The story of the our axe begins with our own tale as Americans. We left our homelands and their young, taxed forest for foreign territory and virgin woodland. We struggled and learned from our tribulations, slowly and surely forging new tools to support new needs. We altered our Old World axes, more suited for hewing, into ones more suited for felling to accommodate our voracious appetite for timber. We grew. We expanded outward, and as we did so the newfound American blacksmiths moved with us, adapting to the new regions recently declared as ours, annihilating any claims and any people that said differently. Our smiths developed new axe heads for the geographic area in which they settled, each having a different opinion on what were the important features an axe needed and what characteristics suited the specific timber of that region. Every axe tells a unique story about the place in which it originated–it’s climate, local aesthetic tastes, and most importantly the trees in a particular geographical area. Here in the Northwest, the Puget Sound head was preferred with its double bit, heavy head and long handle that was well suited for felling the great, big Douglas Fir and Western Hemlock.

This is a classic geographical phenomena, the kind they put in introductory human geography textbooks. We have a clear point of origin (Jamestown) and an obvious pattern of diffusion from that point, with each incidence providing a different take on a single tool. How that tool changed, progressed, and adapted to its surroundings could be the subject of a lifetime of study. Why the Baltimore Kentucky pattern has a slightly longer blade than the plain Kentucky pattern, where the poll (the heavy, hammer-like end of the head that helps the balance of the axe) originated, which woods were used for handles in which regions–these questions are endless. I, for one, would love to find the answers to them, and maybe someday I will. But for now it is enough for me to take this example as a way to show you just how broad the field of geography is. You could literally spend the rest of your life studying axes. This, at least to me, is really cool. And I think it is a powerful demonstration of how you can take a geographical approach to any subject that might interest you. For me that just happens to be axes. I hope that whatever that is for you, this example will help you look at your passion in a new, spatial light.

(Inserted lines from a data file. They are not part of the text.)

PR #1141, opened 2023-08-17
fix(emoji): Consistent emoji in context menu

### LINKED ISSUE #1115: task(chats): Emoji reactions from context menu are constantly changing on new accounts
When you right click on a message, you will see a context menu displaying the 4 most used emoji reactions by the user. 

However, when a new account is created, there are 5 emojis assigned by default with counter = 1 in state.json file, but the app only has 4 UI buttons for the top reactions on the context menu, and the 4 emojis displayed there are constantly changing between new accounts created.

image

Steps to reproduce:

1. Create several tests accounts and add friends to them
2. Go to chat on these accounts and send a message
3. Right click on the message to see the context menu
4. The context menu emoji reactions displayed (top used emoji reactions) are constantly changing on new accounts.

Note: This is issue was discussed during today's standup meeting and it was suggested to use different default counter values for each of the emojis listed initially when creating accounts. Therefore, the emojis would be sorted correctly by the number given in this counter.

Flemmli97:
### What this PR does 📖

- Makes emoji list in context menu consistent across all accounts if use count is equal

- Resolve #1115


stavares843:
https://github.com/Satellite-im/Uplink/assets/29093946/37c36f1a-0c61-4fbc-9b66-b3550dd16f08

phil noticed this issue while testing, where the order is somewhat random in the emoji usage

Flemmli97:
it will show the most used emoji first in that list. i did fix the issue though where the count starts at 1 causing it to have inconsistency when using a new emoji the first time.

Flemmli97:
i have also expanded the emoji amount in that menu to 5 since the default amount of emoji without extension is 5.
else the user can only use 4 emojis ever (instead of the default 5)

sdwoodbury (approved):

stavares843 (approved):

phillsatellite (approved):

PR #1356, opened 2023-10-19
fix(FileDIalog): Not panic anymore when open File Dialog in debug mode

### LINKED ISSUE #1351: bug(files): macos 14.x and file dialogs on debug mode
STR:
- use sonoma
- run app in debug mode
- go to app
- use file dialog such as sending a file
- app crash's

lgmarchi:

- Resolve #1351

### DIFF
--- a/Cargo.toml
+++ b/Cargo.toml
@@ -10,6 +10,9 @@ members = [
 
 resolver = "2"
 
+[profile.dev]
+panic = "abort"
+
 [profile.rapid]
 inherits = "dev"
 opt-level = 2


phillsatellite (approved):

dariusc93 (approved):
Personally, I would avoid abort as it would make it hard to debug in many situations as well as aborting on any panic regardless if the panic is isolated in a separate thread or not (which is why i didnt add it in and actually this profile was removed from release mode back in june). Ideally, it would be best to figure out the actual cause the crash than to avoid it, but I do not object to this.

PR #1357, opened 2023-10-20
feat(markdown): big emoji, ascii emoji, and new settings

sdwoodbury:
### What this PR does 📖
- copies over the stuff from the previous PR. No need to keep that stuff out of dev. 
- Transforms ascii emojis to unicode ex: :O -> 😮
- detects messages that consist of only emojis and whitespace and enlarges them
- makes markdown support configurable in settings

- Resolve #

### DIFF
--- a/Cargo.lock
+++ b/Cargo.lock
@@ -2512,13 +2512,22 @@ dependencies = [
  "common",
  "dioxus",
  "dioxus-desktop",
- "emojis",
+ "emojis 0.6.1",
  "extensions",
  "futures",
  "kit",
  "once_cell",
  "uuid",
  "warp",
+]
+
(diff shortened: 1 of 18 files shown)


phillsatellite:
Luis and I noticed while testing that in the reply modal the big emoji's are not appearing correctly 

image

luisecm:
There is one test failing on Reply Modal validation since somehow the "message to reply" text has an extra space:

Message Sent: "Testing...😀"
Reply Modal - Message To Reply Text: "Testing...😀 "

Since the test is looking for the exact match, it is failing

<p> html tag from element:

image

phillsatellite (approved):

The axe is arguably one of, if not the most, important tool, not only for our country but for our species. It has been with us in one way or another for 10,000 years, from stone, to copper, to bronze, to iron, to steel, it has accompanied us. You can draw a line from some enterprising early human cutting with a sharpened stone wedge to me swinging my father’s axe by the campfire through this one tool, the one that helped build our nation’s backbone, that cut the trees to build our homes and kept them warm, that George Washington cut down his cherry tree with, that Thoreau borrowed from his neighbor on Walden Pond and returned it to him sharper than he had received it, and that served the legions of American loggers before the crosscut saw began to dominate the felling market. Today, though the axe has fallen from the popular consciousness, it remains with us, the same tool it has always been–waiting. Best Made has tapped into the legacy of the American axe, and I think that is a big part of their success–they are returning us to where we came from through the tool that helped define us the most.

I, for one, will be saving my pennies for March 1st.

The Best Made American Felling Axe

The Best Made Camp Axe

One Comment leave one →
  1. Grant Robinson permalink
    May 25, 2011 6:28 pm

    I to have become an axe nut the past few years and have begun to use them for felling and limbing our fire wood. I own a chainsaw for larger trees but there is something magical about facing a descent sized tree with nothing but an axe and the strength of your own muscle.
    If you have not yet read “The Axe Book” by Dudley Cook you must, it is an amazing book and is published by Hood.
    Good luck with your new axe but be careful , as there is a reason the axe was also the weapon of choice around the world for hundreds of years. I have the marks on my safety boots to prove it.